**Task**
Only the lines with "called" in the entries below belong in the answer; please copy them.

[Collected data]
PR #928, opened 2024-07-03
chore: update canister_logs examples with replicated query cases

maksymar:
This PR adds more cases to the canister logging examples in Rust and Motoko.

Specifically it adds a case of recording logs in a query method called in replicated mode.
It also adds separate tests for each canister logging example case.

### DIFF
--- a/motoko/canister_logs/Makefile
+++ b/motoko/canister_logs/Makefile
@@ -21,19 +21,24 @@ upgrade: build
 .SILENT: test
 test: install
 	# Test print via update call.
-	dfx canister call CanisterLogs print 'print via update call'
+	dfx canister call CanisterLogs print 'print via update'
 	dfx canister logs CanisterLogs \
-		| grep 'print via update call' && echo 'PASS'
+		| grep 'print via update' && echo 'PASS'
 
 	# Test print via replicated query call.
-	dfx canister call CanisterLogs print_query 'print via replicated query'
+	dfx canister call --update CanisterLogs print_query 'print via replicated query'
 	dfx canister logs CanisterLogs \
 		| grep 'print via replicated query' && echo 'PASS'
 
+	# Test print via non-replicated query call should NOT record the message.
+	dfx canister call --query CanisterLogs print_query 'print via non-replicated query'
+	! dfx canister logs CanisterLogs \
+		| grep 'print via non-replicated query' && echo 'PASS'
+
 	# Test trap, ignore failed call output.
-	-dfx canister call CanisterLogs trap 'trap_message'
+	-dfx canister call CanisterLogs trap 'trap via update'
 	dfx canister logs CanisterLogs \
-		| grep 'trap_message' && echo 'PASS'
+		| grep 'trap via update' && echo 'PASS'
 
 	# Test memory_oob, ignore failed call output.
 	-dfx canister call CanisterLogs memory_oob
--- a/motoko/canister_logs/Makefile
+++ b/motoko/canister_logs/Makefile
@@ -20,10 +20,15 @@ upgrade: build
 .PHONY: test
 .SILENT: test
 test: install
-	# Test print.
-	dfx canister call CanisterLogs print 'print_message'
+	# Test print via update call.
+	dfx canister call CanisterLogs print 'print via update call'
 	dfx canister logs CanisterLogs \
-		| grep 'print_message' && echo 'PASS'
+		| grep 'print via update call' && echo 'PASS'
+
+	# Test print via replicated query call.
+	dfx canister call CanisterLogs print_query 'print via replicated query'
+	dfx canister logs CanisterLogs \
+		| grep 'print via replicated query' && echo 'PASS'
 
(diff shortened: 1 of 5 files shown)


motoko/canister_logs/Makefile
```diff
@@ -20,9 +20,35 @@ upgrade: build
...
+	dfx canister logs CanisterLogs \
+		| grep 'print via replicated query' && echo 'PASS'
+
+	# Test print via non-replicated query call should NOT record the message.
+	dfx canister call --query CanisterLogs print_query 'print via non-replicated query'
+	! dfx canister logs CanisterLogs \
+		| grep 'print via non-replicated query' && echo 'PASS'
+
+	# Test trap, ignore failed call output.
+	-dfx canister call CanisterLogs trap 'trap via update'
```
mraszyk, line 39: why `-dfx`, also below?

maksymar: because trapped call fails which makes the `make test` to fail as well. but in this case this failure is expected, we need this call to trap and then see that the trap message appears in logs.

motoko/canister_logs/Makefile
```diff
@@ -20,9 +20,35 @@ upgrade: build
...
+	dfx canister logs CanisterLogs \
+		| grep 'trap via update' && echo 'PASS'
+
+	# Test memory_oob, ignore failed call output.
+	-dfx canister call CanisterLogs memory_oob
+	dfx canister logs CanisterLogs \
+		| grep 'StableMemory range out of bounds' && echo 'PASS'
+
+	# Test timer trap, assume it's been 5 seconds since the start.
+	sleep 2
```
mraszyk, line 49: Why sleep 2 and assuming that it's 5 seconds since the start?

motoko/canister_logs/Makefile
```diff
@@ -20,9 +20,35 @@ upgrade: build
...
+	dfx canister call --update CanisterLogs print_query 'print via replicated query'
+	dfx canister logs CanisterLogs \
+		| grep 'print via replicated query' && echo 'PASS'
+
+	# Test print via non-replicated query call should NOT record the message.
+	dfx canister call --query CanisterLogs print_query 'print via non-replicated query'
+	! dfx canister logs CanisterLogs \
+		| grep 'print via non-replicated query' && echo 'PASS'
+
+	# Test trap, ignore failed call output.
```
mraszyk, line 38: > ignore failed call output

what does this comment mean?

rust/canister_logs/Makefile
```diff
@@ -20,9 +20,44 @@ upgrade: build
...
+	-dfx canister call canister_logs trap 'trap via update'
+	dfx canister logs canister_logs \
+		| grep 'trap via update' && echo 'PASS'
+
+	# Test panic, ignore failed call output.
+	-dfx canister call canister_logs panic 'panic via update'
+	dfx canister logs canister_logs \
+		| grep 'panic via update' && echo 'PASS'
+
+	# # Test memory_oob, ignore failed call output.
```
mraszyk, line 48:
```suggestion
	# Test memory_oob, ignore failed call output.
```

motoko/canister_logs/Makefile
maksymar: I have update those comments with `-dfx`, PTAL.

motoko/canister_logs/Makefile
mraszyk: But I cannot just run
```
$ -dfx
-dfx: command not found
```
so how does that `-dfx` work?

motoko/canister_logs/Makefile
mraszyk: But why do we need any timing assumptions at all to fetch the logs?

motoko/canister_logs/Makefile
mraszyk: Could you please replace "failed call output" by "failed dfx command output" if this is what you mean?

rust/canister_logs/Makefile
maksymar: Done

motoko/canister_logs/Makefile
maksymar: > To ignore errors in a recipe line, write a ‘-’ at the beginning of the line’s text (after the initial tab). The ‘-’ is discarded before the line is passed to the shell for execution.

it's a GNU make synthax, see [here](https://www.gnu.org/software/make/manual/make.html#Errors)

maksymar: @mraszyk sorry, I merged the PR before addressing this comment. 

here's another cleanup PR, please take a look.

https://github.com/dfinity/examples/pull/929

motoko/canister_logs/Makefile
maksymar: Done here: https://github.com/dfinity/examples/pull/929/files#diff-2dc8abd0614871d2c2ed078f6d1aff60e18d5ee57e292ea61b79b007316be7e7R39

PR #929, opened 2024-07-03
chore: update canister logging examples with trapped query calls

maksymar:
This PR updates canister logging examples with trapped query calls in replicated and non-replicated modes.

It also improves tests' comments.

### DIFF
--- a/motoko/canister_logs/Makefile
+++ b/motoko/canister_logs/Makefile
@@ -41,6 +41,18 @@ test: install
 	dfx canister logs CanisterLogs \
 		| grep 'trap via update' && echo 'PASS'
 
+	# Test trap via replicated query call.
+	# Ignore failed dfx command output (so the test continues) and check the logs to contain the message.
+	- dfx canister call --update CanisterLogs trap_query 'trap via replicated query'
+	dfx canister logs CanisterLogs \
+		| grep 'trap via replicated query' && echo 'PASS'
+
+	# Test trap via non-replicated query call should NOT record the message.
+	# Ignore failed dfx command output (so the test continues) and check the logs to contain the message.
+	- dfx canister call --query CanisterLogs trap_query 'trap via non-replicated query'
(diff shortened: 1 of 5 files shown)


motoko/canister_logs/Makefile
```diff
@@ -36,19 +36,21 @@ test: install
...
+	- dfx canister call CanisterLogs memory_oob
 	dfx canister logs CanisterLogs \
 		| grep 'StableMemory range out of bounds' && echo 'PASS'
 
-	# Test timer trap, assume it's been 5 seconds since the start.
-	sleep 2
+	# Test timer trap.
+	# The timer is setup to trap every 5 seconds, so this test has to be called 
+	# at least 5 seconds after the start to record the trap log message.
+	sleep 2  # This delay considers previous tests execution time.
```
mraszyk, line 53: Why are you sure that the previous tests took at least three seconds?

motoko/canister_logs/Makefile
```diff
@@ -36,19 +36,21 @@ test: install
 		| grep 'print via non-replicated query' && echo 'PASS'
 
 	# Test trapped call is recorded in logs. 
-	# Ignore failed call output (so the test continues) and check the logs to contain the message.
-	-dfx canister call CanisterLogs trap 'trap via update'
+	# Ignore failed dfx command output (so the test continues) and check the logs to contain the message.
+	- dfx canister call CanisterLogs trap 'trap via update'
```
mraszyk, line 40: For my understanding: where does this `- dfx` syntax come from? I cannot use it in a bash shell.

motoko/canister_logs/Makefile
mraszyk: Wouldn't it be better to have a one-off timer with no delay?

dfx-json (approved):

mraszyk (approved):

PR #934, opened 2024-07-10
CRP-2532 remove mock API from Schnorr example since dfx now supports Schnorr

altkdf:
The rust tests were disabled because PocketIC doesn't yet support Schnorr but will in the future. Having this example without a mock seems more important than having tests enabled for a few weeks, therefore, the tests are disabled until PocketIC supports Schnorr.

### DIFF
--- a/.github/workflows/rust-threshold-schnorr-example.yml
+++ b/.github/workflows/rust-threshold-schnorr-example.yml
@@ -25,6 +25,7 @@ jobs:
         run: bash .github/workflows/provision-pocket-ic-server.sh
       - name: Rust Threshold Schnorr Darwin
         run: |
+          dfxvm default 0.22.0-beta.0
           dfx start --background
           pushd rust/threshold-schnorr
           make deploy
@@ -41,6 +42,7 @@ jobs:
         run: bash .github/workflows/provision-pocket-ic-server.sh
       - name: Rust Threshold Schnorr Linux
         run: |
+          dfxvm default 0.22.0-beta.0
           dfx start --background
           pushd rust/threshold-schnorr
           make deploy
--- a/.github/workflows/rust-threshold-schnorr-example.yml
+++ b/.github/workflows/rust-threshold-schnorr-example.yml
@@ -27,9 +27,10 @@ jobs:
         run: |
           dfx start --background
           pushd rust/threshold-schnorr
-          make mock
-          sleep 10
-          make test
+          make deploy
+# This should be re-enabled when Pocket IC supports threshold Schnorr
+# sleep 10
+# make test
   rust-threshold-schnorr-linux:
     runs-on: ubuntu-20.04
     steps:
@@ -42,6 +43,7 @@ jobs:
         run: |
           dfx start --background
           pushd rust/threshold-schnorr
-          make mock
-          sleep 10
-          make test
+          make deploy
+# This should be re-enabled when Pocket IC supports threshold Schnorr
+# sleep 10
+# make test
--- a/motoko/threshold-schnorr/README.md
+++ b/motoko/threshold-schnorr/README.md
@@ -29,13 +29,16 @@ More specifically:
 This tutorial gives a complete overview of the development, starting with downloading [`dfx`](https://internetcomputer.org/docs/current/developer-docs/setup/index.md), up to the deployment and trying out the code on the mainnet.
 
 This walkthrough focuses on the version of the sample canister code written in
-Motoko programming language.. There is also a
+Motoko programming language. There is also a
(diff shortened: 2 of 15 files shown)


motoko/threshold-schnorr/README.md
```diff
@@ -57,14 +50,12 @@ This tutorial will use the Motoko version of the canister:
 cd examples/motoko/threshold-schnorr
 dfx start --background
 npm install
```
fspreiss, line 52: The README mentions `npm install` but the required `package.json` does not exist: calling `npm install` results in an error.

In the Github workflow this issue is circumvented by installing the required package manually with `npm install @noble/curves`.

We should either update the README, or add a `package.json` (and lock file). As far as I can see, many other examples in the repo do have a `package.json` (and also the respective `package-lock.json`).

.github/workflows/rust-threshold-schnorr-example.yml
```diff
@@ -25,11 +25,13 @@ jobs:
         run: bash .github/workflows/provision-pocket-ic-server.sh
       - name: Rust Threshold Schnorr Darwin
         run: |
+          dfxvm default 0.22.0-beta.0
```
fspreiss, line 28: Should we track removing this hardcoded version and re-enabling the disabled tests in a JIRA ticket?

fspreiss (approved):
Thanks, @altkdf!

.github/workflows/rust-threshold-schnorr-example.yml
andreacerulli: I don't know if I am doing anything wrong, but I if I follow the read me and try to sign I get `IC0302: Management canister has no method 'sign_with_schnorr`, which seems to indicate I am using the wrong version of dfx

fspreiss: This indeed indicates that the dfx version is too old.

@altkdf, should we adapt the READMEs accordingly?

I guess the README should say that at least dfx version `0.22.0-beta.0` is required, while pointing to [this](https://github.com/dfinity/dfxvm) regarding installing a specific dfx version, or directly giving the respective command:
```
DFX_VERSION=0.22.0-beta.0 sh -ci "$(curl -fsSL https://internetcomputer.org/install.sh)"
```

motoko/threshold-schnorr/README.md
altkdf: I think installing the dependency directly is currently okay because 1) it's the only `npm` dependency and 2) it's a test dependency. I removed most `npm install`s from READMEs though and added different scripts for deployment and testing. PTAL.

.github/workflows/rust-threshold-schnorr-example.yml
altkdf: I added to both READMEs that at least `0.22.0-beta.0` is required and added a ticket in the cleanup (CRP-2545) to track tests.

altkdf: Re hard-coded version: I'm not sure if that's a problem TBH. I actually think it might be even better because that's what we do for rust e.g. as well and makes tests reproducible. What we are missing IMO is something like `dfx default '>=0.22.0-beta.0'` with a lock file, but nothing like that exists so far, right?

motoko/threshold-schnorr/README.md
fspreiss: 👍

.github/workflows/rust-threshold-schnorr-example.yml
fspreiss: > Re hard-coded version: I'm not sure if that's a problem TBH. I actually think it might be even better because that's what we do for rust e.g. as well and makes tests reproducible.

There is an [Examples Maintenance Process](https://docs.google.com/document/d/1nQA3ISsZBo9HnwsNrZO4GqpSL1nCDxUu1PjQ_Yt0Gyo/edit) that says the following.

> Any time a new version of DFX is released (beta versions included), a new PR will be raised against the examples repo that updates the DFX_VERSION variable. Specifically, the files changed will be [provision-darwin.sh](https://github.com/dfinity/examples/blob/master/.github/workflows/provision-darwin.sh) and [provision-linux.sh](https://github.com/dfinity/examples/blob/master/.github/workflows/provision-linux.sh).

If we were to hard-code a DFX-version, this maintenance process would no longer catch issues. So, removing the hardcoded version should be tracked in a ticket.

altkdf: Ah, makes sense, didn't know that! Created https://dfinity.atlassian.net/browse/CRP-2546.

fspreiss: 👍

PR #946, opened 2024-07-26
Improve a comment in basic_bitcoin script spend

altkdf:


andreacerulli (approved):
Thanks for adding the clarification, LGTM!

**Exercise answer**
Specifically it adds a case of recording logs in a query method called in replicated mode.
+	# The timer is setup to trap every 5 seconds, so this test has to be called 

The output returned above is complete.